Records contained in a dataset

PR #599, opened 2019-11-10
Profile page improvements

michalpiatek:
* Added userId so that usage of HATEOAS is reduced (fewer calls)
* unified axios and traverson handler in patchSivilServant handler
* Bumped version of appInsights to 1.5.0 and change order of initialization so that appInsights will track the dependencies now

### DIFF
--- a/src/ui/controllers/user.ts
+++ b/src/ui/controllers/user.ts
@@ -198,6 +198,147 @@ export function parseRoles(traversonResult: any): [Level[], string] | void {
 	}
 }
 
+export async function newRenderAreasOfWorkPage(
+	req: express.Request,
+	res: express.Response
+) {
+	const lede = req.__('register_area_page_intro')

* [WHAT NEEDS TO BE DONE]: Would you print all of the entries exactly as they stand?

* [RESPONSE AREA]:
PR #599, opened 2019-11-10
Profile page improvements

michalpiatek:
* Added userId so that usage of HATEOAS is reduced (fewer calls)
* unified axios and traverson handler in patchSivilServant handler
* Bumped version of appInsights to 1.5.0 and change order of initialization so that appInsights will track the dependencies now

### DIFF
--- a/src/ui/controllers/user.ts
+++ b/src/ui/controllers/user.ts
@@ -198,6 +198,147 @@ export function parseRoles(traversonResult: any): [Level[], string] | void {
 	}
 }
 
+export async function newRenderAreasOfWorkPage(
+	req: express.Request,
+	res: express.Response
+) {
+	const lede = req.__('register_area_page_intro')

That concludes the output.